A population of bacteria doubles in number every five minutes. If the population is one at three o’clock, what would the population be at four o’clock?
Well, this kind of problem is a problem dealing with exponential growth or an exponential formula. And what we can do is use this general form here to help us. So we know a function is equal to 𝐴𝑏 to the power of 𝑥. Well, 𝐴 is our initial value. 𝑏 tells us something about the rate. And it’s always a positive number that’s not equal to one. And then 𝑥 is our independent variable, which usually is the number of time periods.
So you might think, “Well, how do we know that this is an exponential problem?” Well, it’s because the population doubles every time period. So in this case, it’s every five minutes. It’s because of that doubling, which we know that it’s an exponential problem.
So what we’re gonna do first is we’re gonna use the information we’ve got to set up an equation. So we’re going to have 𝑝 as our function as it’s the population. It’s gonna be equal to one. And that’s because one is our initial value because the population of bacteria is one at three o’clock. And then we’re gonna have multiplied by two. And we get two because, as we said, the 𝑏 in our formula is something that tells us about the rate.
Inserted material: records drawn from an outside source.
PR #158, opened 2022-07-24
feat: :sparkles: comment dry run report

zolamk:
## Description

- send dry run report

## Related issue

reviewpad/action#10

## Type of change

## How was this tested?

1. Run Reviewpad in dry run mode checked the results were as expected

## Checklist

### DIFF
--- a/lang/aladino/interpreter.go
+++ b/lang/aladino/interpreter.go
@@ -114,10 +114,7 @@ func (i *Interpreter) EvalExpr(kind, expr string) (bool, error) {
 }
 
 func (i *Interpreter) ExecProgram(program *engine.Program) error {
-	safeMode := i.Env.GetSafeMode()
-	dryRun := i.Env.GetDryRun()
-
-	execLogf("executing program: safe mode: %v, dry run: %v", safeMode, dryRun)
+	execLog("executing program")
 
 	for _, statement := range program.Statements {
 		err := i.ExecStatement(statement)
@@ -126,14 +123,12 @@ func (i *Interpreter) ExecProgram(program *engine.Program) error {
 		}
 	}
 
-	execLogf("execution done: safe mode: %v, dry run: %v", safeMode, dryRun)
+	execLog("execution done")
 
 	return nil
 }
 
 func (i *Interpreter) ExecStatement(statement *engine.Statement) error {
-	safeMode := i.Env.GetSafeMode()
-	dryRun := i.Env.GetDryRun()
 	statRaw := statement.Code
 	statAST, err := Parse(statRaw)
 	if err != nil {
@@ -154,22 +149,42 @@ func (i *Interpreter) ExecStatement(statement *engine.Statement) error {
 
 	i.Env.GetReport().addToReport(statement)
 
-	execLogf("\taction %v executed: safe mode: %v, dry run: %v", statRaw, safeMode, dryRun)
+	execLogf("\taction %v executed", statRaw)
 	return nil
 }
 
-func (i *Interpreter) Report(mode string) error {
-
+func (i *Interpreter) Report(mode string, safeMode bool) error {
 	env := i.Env
 
-	return i.Env.GetReport().SendReport(env.GetCtx(), env.GetSafeMode(), mode, env.GetPullRequest(), env.GetClient())
+	execLog("generating report")
+
+	var err error
+
+	comment, err := FindReportComment(env)
+	if err != nil {
+		return err
+	}
+
+	if mode == engine.SILENT_MODE {
+		if comment != nil {
+			return DeleteReportComment(env, *comment.ID)
+		}
+		return nil
+	}
+
+	report := buildReport(safeMode, env.GetReport())
+
+	if comment == nil {
+		return AddReportComment(i.Env, report)
+	}
+
+	return UpdateReportComment(i.Env, *comment.ID, report)
 
 }
 
 func NewInterpreter(
 	ctx context.Context,
 	dryRun bool,
-	safeMode bool,
 	gitHubClient *github.Client,
 	gitHubClientGQL *githubv4.Client,
 	collector collector.Collector,
@@ -178,7 +193,7 @@ func NewInterpreter(
 	builtIns *BuiltIns,
 
 ) (engine.Interpreter, error) {
-	evalEnv, err := NewEvalEnv(ctx, dryRun, safeMode, gitHubClient, gitHubClientGQL, collector, pullRequest, eventPayload, builtIns)
+	evalEnv, err := NewEvalEnv(ctx, dryRun, gitHubClient, gitHubClientGQL, collector, pullRequest, eventPayload, builtIns)
 	if err != nil {
 		return nil, err
 	}
--- a/lang/aladino/interpreter.go
+++ b/lang/aladino/interpreter.go
@@ -154,9 +154,9 @@ func (i *Interpreter) ExecStatement(statement *engine.Statement) error {
 }
 
 func (i *Interpreter) Report(mode string, safeMode bool) error {
-	env := i.Env
-
 	execLog("generating report")
+
+	env := i.Env
 
 	var err error
 
@@ -175,10 +175,10 @@ func (i *Interpreter) Report(mode string, safeMode bool) error {
 	report := buildReport(safeMode, env.GetReport())
 
 	if comment == nil {
-		return AddReportComment(i.Env, report)
+		return AddReportComment(env, report)
 	}
 
-	return UpdateReportComment(i.Env, *comment.ID, report)
+	return UpdateReportComment(env, *comment.ID, report)
 
 }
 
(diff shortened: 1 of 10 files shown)


reviewpad-team:
**Reviewpad Report**

* @marcelosousa: you are being notified because critical code was modified

lang/aladino/report.go
```diff
@@ -65,21 +94,39 @@ func (report *Report) addToReport(statement *engine.Statement) {
...
+
+func ReportHeader(dryRun bool) string {
 	var sb strings.Builder
 
 	// Annotation
 	sb.WriteString(fmt.Sprintf("%v\n", ReviewpadReportCommentAnnotation))
 	// Header
-	sb.WriteString("**Reviewpad Report**\n\n")
+	if dryRun {
+		sb.WriteString("**Reviewpad Report** (Reviewpad ran in dry-run mode because reviewpad.yml has changed)\n\n")
```
marcelosousa, line 118: We can actually pass a different input file. Instead of reviewpad.yml lets say that "because configuration file has changed"

runner.go
```diff
@@ -71,6 +71,14 @@ func Run(
 			engine.CollectError(evalEnv, err)
 			return nil, err
 		}
+	} else {
```
marcelosousa, line 74: This can be problematic because we can run Reviewpad as a CLI in dry-run in which case the report will be added to the pull request. I think we need to introduce a new boolean flag to signal when the configuration file was changed.

marcelosousa (changes requested):
Many thanks for this contribution 🙌 ! Please check the comment in runner.go which involves a substantial change in this pull request.

runner.go
zolamk: should we also allow setting the new `reviewpadChanged` boolean from the cli?

zolamk: Also, should it run in dry-run mode if the `reviewpadChanged` bool is true, or should we let the caller of the run function determine that?

marcelosousa: I think the boolean variable should be called something on the lines `safeMode` instead of `reviewpadChanged`. 

I don't think there's need for the new boolean to be passed in the CLI for now. 

Regarding the second question, yes, it's a pre-condition that if the new boolean is true then dry-run needs to be true as well.

lang/aladino/report.go
```diff
@@ -42,6 +43,34 @@ func mergeReportWorkflowDetails(left, right ReportWorkflowDetails) ReportWorkflo
 	return left
 }
 
+func (r *Report) SendReport(ctx context.Context, reviewpadFileChanged bool, mode string, pr *github.PullRequest, client *github.Client) error {
+
```
marcelosousa, line 47: Please remove this empty line. Same in the rest of the pull request!

marcelosousa (changes requested):
Please check the style issue!

marcelosousa:
@zolamk can you please update with the base branch? The build is failing at the moment.

zolamk:
> @zolamk can you please update with the base branch? The build is failing at the moment.

I am rebasing at the moment

> @zolamk can you please update with the base branch? The build is failing at the moment.

I've rebased and updated the tests.

runner.go
```diff
@@ -43,7 +44,12 @@ func Run(
 	eventPayload interface{},
 	reviewpadFile *engine.ReviewpadFile,
 	dryRun bool,
+	safeMode bool,
 ) (*engine.Program, error) {
+	if safeMode && !dryRun {
+		return nil, fmt.Errorf("reviewpad can only be run in dry-run when in safe mode")
```
marcelosousa, line 50: The error message doesn't seem correct because you can run reviewpad with dry-run as true and safe mode as false. What you mean here is: "when reviewpad is running in safe mode, it must also run in dry-run".

marcelosousa (changes requested):
Check the comments in the runner.go. Thanks!

runner.go
```diff
@@ -73,6 +79,16 @@ func Run(
...
 
+	if safeMode {
+		report := aladino.ReportFromProgram(program)
+
+		err = report.SendReport(ctx, dryRun, reviewpadFile.Mode, pullRequest, client)
+		if err != nil {
+			engine.CollectError(evalEnv, err)
+			return nil, err
+		}
+	}
```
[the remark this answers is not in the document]
zolamk: That was the first thing I tried too, but from what I can tell the aladino report is generated when the program is executed not during evaluation, which means in dry run mode since the program isn't executed there is no report generated and calling the `Report` method on the interpreter would just say `No workflows activated` [https://github.com/reviewpad/reviewpad/blob/62b1be11caa894e5cf04a252d72eae3cc807f29f/lang/aladino/interpreter.go#L131-L152](https://github.com/reviewpad/reviewpad/blob/62b1be11caa894e5cf04a252d72eae3cc807f29f/lang/aladino/interpreter.go#L131-L152)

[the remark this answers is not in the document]
zolamk: What I see as a possible solution is during evaluation we could keep another report maybe called `EvaulationReport` and during `safeMode` we could have an `EvaluationReport` method on the interpreter and use that for the report. Sounds good?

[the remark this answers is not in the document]
marcelosousa: I think it's confusing to have multiple reports. I think it's more elegant to pass the control variables to the interpreter environment and to use those variables inside the ExecProgram and ExecStatement interface method implementations. Does that sound good?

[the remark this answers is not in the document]
zolamk: Yeah, that's a much better solution.

runner.go
```diff
@@ -59,18 +65,19 @@ func Run(
...
+		return nil, err
+	}
+
+	err = aladinoInterpreter.Report(reviewpadFile.Mode)
+	if err != nil {
+		engine.CollectError(evalEnv, err)
+		return nil, err
+	}
+
+	if safeMode {
```
marcelosousa, line 80: This conditional is a no-op.

lang/aladino/interpreter.go
```diff
@@ -140,47 +145,31 @@ func (i *Interpreter) ExecStatement(statement *engine.Statement) error {
...
-		}
-		return nil
-	}
-
-	report := buildReport(env.GetReport())
-
-	if comment == nil {
-		return AddReportComment(env, report)
-	}
+	return i.Env.GetReport().SendReport(env.GetCtx(), env.GetSafeMode(), mode, env.GetPullRequest(), env.GetClient())
```
marcelosousa, line 165: This change increases the complexity of the code quite a bit. I think that abstracting the code with the `SendReport` makes things harder. I think we should revert that change.

Also, I think this is the only place where you really need to retrieve the `safeMode` boolean so I would prefer if you passed it as an argument to the `Report` function instead of adding it to the environment.

runner.go
```diff
@@ -59,18 +65,19 @@ func Run(
...
-			engine.CollectError(evalEnv, err)
-			return nil, err
-		}
+	err = aladinoInterpreter.ExecProgram(program)
+	if err != nil {
+		engine.CollectError(evalEnv, err)
+		return nil, err
+	}
+
+	err = aladinoInterpreter.Report(reviewpadFile.Mode)
```
marcelosousa, line 74: There's an issue with simply calling Report here. If we are running in safe mode then we want to add the report to the pull request, but if are not running in safe mode **and** in dry run, the comment will be added to the pull request and that is not intended.

marcelosousa (changes requested):

runner.go
```diff
@@ -59,14 +65,16 @@ func Run(
...
-		}
+	err = aladinoInterpreter.ExecProgram(program)
+	if err != nil {
+		engine.CollectError(evalEnv, err)
+		return nil, err
+	}
 
-		err = aladinoInterpreter.Report(reviewpadFile.Mode)
+	// only send report if reviewpad is running in safe mode
+	// or not in dry run mode
```
marcelosousa, line 75: this comment is not necessary :-)

lang/aladino/interpreter.go
```diff
@@ -170,17 +172,19 @@ func (i *Interpreter) Report(mode string) error {
 		return nil
 	}
 
-	report := buildReport(env.GetReport())
+	report := buildReport(safeMode, env.GetReport())
 
 	if comment == nil {
-		return AddReportComment(env, report)
+		return AddReportComment(i.Env, report)
```
marcelosousa, line 178:
```suggestion
		return AddReportComment(env, report)
```

lang/aladino/interpreter.go
```diff
@@ -170,17 +172,19 @@ func (i *Interpreter) Report(mode string) error {
...
 	}
 
-	return UpdateReportComment(env, *comment.ID, report)
+	return UpdateReportComment(i.Env, *comment.ID, report)
```
marcelosousa, line 181:
```suggestion
	return UpdateReportComment(env, *comment.ID, report)
```

marcelosousa (commented):
I think this is the last round of comments before it is ready to merge! Thank you so much @zolamk 🚀

marcelosousa (approved):

marcelosousa:
Many thanks for this contribution @zolamk 🚀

Well, we can see that the bacteria doubles in number every five minutes so that’s why we have two.
And then we’re gonna have to the power of 12. And the reason we have that as our exponent is because if we look at the population, we’re trying to find out what the population of bacteria is going to be at four o’clock. Well, if we started at three o’clock, that means the time period is one hour. And we know that it doubles in number every five minutes. And there are 60 minutes in an hour. So we do 60 divided by five gives us 12. So there are 12 time periods. So that’s why I’ve got two the power of 12. So therefore, we can say that if a population of bacteria doubles in number every five minutes and the population was one at three o’clock, then the population at four o’clock is gonna be 4096.